## TASK TO CARRY OUT:
Work out how many lines in the material below hold the word "content". Write only the number.

## MATERIAL PROVIDED:
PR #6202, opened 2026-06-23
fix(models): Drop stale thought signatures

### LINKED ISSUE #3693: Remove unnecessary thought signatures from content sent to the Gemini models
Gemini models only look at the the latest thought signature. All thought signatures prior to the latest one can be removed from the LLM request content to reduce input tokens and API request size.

## RESPONSE FOR THIS EXERCISE:
2